How to Remove Characters That Don't Match a Pattern (Regex) in JavaScript
A common data sanitization task is to "whitelist" a set of allowed characters in a string and remove everything else. For example, you might want to strip a string of all characters that are not alphanumeric. The most powerful and flexible way to achieve this is by using the String.prototype.replace() method with a negated character set in a regular expression.
This guide will teach you how to construct a regular expression to remove or replace any characters that don't match a specific pattern, explaining the key components of the regex that make this possible.
The Core Method: replace() with a Negated Character Set
The most direct way to remove unwanted characters is to create a regular expression that matches them and replace them with an empty string.
Problem: you have a string with various symbols, and you want to keep only the standard English letters and numbers.
// Problem: Remove all symbols and non-alphanumeric characters.
let messyString = 'User@_Name!#123-Test';
Solution: this function uses a regular expression to find any character that is not a letter or a number and removes it.
function sanitizeAlphanumeric(str) {
// This regex finds any character that is NOT a-z or 0-9 (case-insensitive)

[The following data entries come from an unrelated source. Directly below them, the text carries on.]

PR #2338, opened 2023-03-08
Extend SpirvLowerTerminator to handle conditional branches

perlfu:
Remove limitation of only handling unconditional branches when culling instructions after an OpKill.

### DIFF
--- a/llpc/lower/llpcSpirvLowerTerminator.cpp
+++ b/llpc/lower/llpcSpirvLowerTerminator.cpp
@@ -117,25 +117,30 @@ void SpirvLowerTerminator::visitCallInst(CallInst &callInst) {
   if (isa<ReturnInst>(*instIter))
     return;
 
-  // If terminator branches to block containing a PHI node which references
-  // this block then instructions following kill may be part of a return
-  // value sequence. In which case we cannot safely modify the instructions.
-  auto blockTerm = parentBlock->getTerminator();
-  if (!blockTerm)
-    return;
-  if (BranchInst *branch = dyn_cast<BranchInst>(blockTerm)) {
-    assert(branch->isUnconditional());
-    BasicBlock *targetBlock = branch->getSuccessor(0);
-    for (PHINode &phiNode : targetBlock->phis()) {
-      for (BasicBlock *incomingBlock : phiNode.blocks()) {
-        if (incomingBlock == parentBlock)
-          return;
+  // We must update any phis that point to this block as stale values confuse later passes
+  for (auto succBlock : successors(parentBlock)) {
+    for (auto &phiNode : succBlock->phis()) {
+      phiNode.removeIncomingValue(parentBlock, false);
+      if (phiNode.getNumOperands() == 0) {
+        // PHI began empty which means this successor block is now unreachable.
+        // Update all references to the PHI with poison and mark it for removal.
+        // We can do this because all references to this PHI are now also unreachable,
+        // or are PHI nodes which will be cleaned when the CFG is simplified.
+        auto poisonValue = PoisonValue::get(phiNode.getType());
+        phiNode.replaceAllUsesWith(poisonValue);
+        m_removalStack.emplace_back(&phiNode);
       }
     }
   }
 
-  // Add return
-  ReturnInst::Create(*m_context, nullptr, &*instIter);
+  // Add return (of poison)
+  auto returnType = parentBlock->getParent()->getReturnType();
+  if (returnType && !returnType->isVoidTy()) {
+    auto returnValue = PoisonValue::get(returnType);
+    ReturnInst::Create(*m_context, returnValue, &*instIter);
+  } else {
+    ReturnInst::Create(*m_context, nullptr, &*instIter);
+  }
 
   // Mark all other instructions for removal
   while (instIter != parentBlock->end()) {
--- a/llpc/test/shaderdb/core/OpKill_TestFunctionInlineReturn_lit.frag
+++ b/llpc/test/shaderdb/core/OpKill_TestFunctionInlineReturn_lit.frag
@@ -4,18 +4,28 @@
 /*
 ; RUN: amdllpc -v %gfxip %s | FileCheck -check-prefix=SHADERTEST %s
 
-; Test that after SPIR-V lowering all operations after second kill
-; have been replaced with a branch to the return block; however,
-; the operations after first kill should not be touched as these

// and replaces it with an empty string.
return str.replace(/[^a-z0-9]/gi, '');
}
// Example Usage:
let messyString = 'User@_Name!#123-Test';
let cleanString = sanitizeAlphanumeric(messyString);
console.log(cleanString);
Output:
UserName123Test
The Regular Expression Explained
The regex /[^a-z0-9]/gi is the key to this operation. Let's break down its components:
/ ... /: These are the delimiters that mark the beginning and end of the regular expression pattern.[...]: This is a character set. It defines a group of characters to match.^: When^is the first character inside a character set, it acts as a negation. It inverts the set, matching any character that is not in the list. This is the "don't match" part of the logic.a-z0-9: This defines two ranges: all lowercase letters from 'a' to 'z' and all digits from '0' to '9'. These are the characters we want to keep.g: This is the global flag. It is crucial. It tells thereplace()method to replace all matches it finds, not just the first one.i: This is the case-insensitive flag. By including it, oura-zrange will also match uppercase lettersA-Z.
So, /[^a-z0-9]/gi translates to: "Find every character that is not a letter or a number, regardless of case, and do it for the whole string."
Customizing the Pattern
How to Preserve Additional Characters (e.g., Spaces, Hyphens)
To "whitelist" other characters, simply add them to the negated character set.
Solution: let's modify the function to keep letters, numbers, spaces, and hyphens.
function sanitizeWithWhitelist(str) {
// We added a space and a hyphen to the character set.
return str.replace(/[^a-z0-9 -]/gi, '');
}
let sentence = 'My file is named "document-123.pdf"!';
let cleanSentence = sanitizeWithWhitelist(sentence);
console.log(cleanSentence);
Output:
My file is named document-123pdf
Replacing Each Non-Match vs. Groups of Non-Matches (The + Quantifier)
By default, the regex finds and replaces each non-matching character individually. You can add a + quantifier to group consecutive non-matching characters into a single replacement.
Problem: you want to replace any sequence of one or more symbols with a single underscore.
let dirtyData = 'value1!@#value2$%^value3';
Solution: add a + after the character set to match one or more occurrences.
let withSingleUnderscore = dirtyData.replace(/[^a-z0-9]+/gi, '_');
console.log(withSingleUnderscore); // Output: value1_value2_value3
// Compare this to the result without the `+` quantifier:
let withMultipleUnderscores = dirtyData.replace(/[^a-z0-9]/gi, '_');
console.log(withMultipleUnderscores); // Output: value1___value2___value3
Output:
value1_value2_value3
value1___value2___value3
Practical Example: Sanitizing a Username
This is a classic use case. A user is creating a username, but you only want to allow letters, numbers, and the underscore character.
function sanitizeUsername(username) {
// Allow letters, numbers, and the underscore. Remove everything else.
return username.replace(/[^a-z0-9_]/gi, '');
}
// Example Usage:
let userInput = ' test_user-123! ';
let sanitizedInput = sanitizeUsername(userInput);
console.log(sanitizedInput); // Output: 'test_user123'
Output:
test_user123
Conclusion
The String.prototype.replace() method, combined with a negated character set, provides a powerful and concise way to sanitize strings by removing any characters that don't match a "whitelist."
- The key to the pattern is the caret (
^) at the beginning of the character set:[^...]. - Define the characters you want to keep inside the brackets (e.g.,
[^a-z0-9]). - Always use the
g(global) flag to ensure all non-matching characters are replaced, not just the first. - Use the
i(case-insensitive) flag if you want to treat uppercase and lowercase letters the same.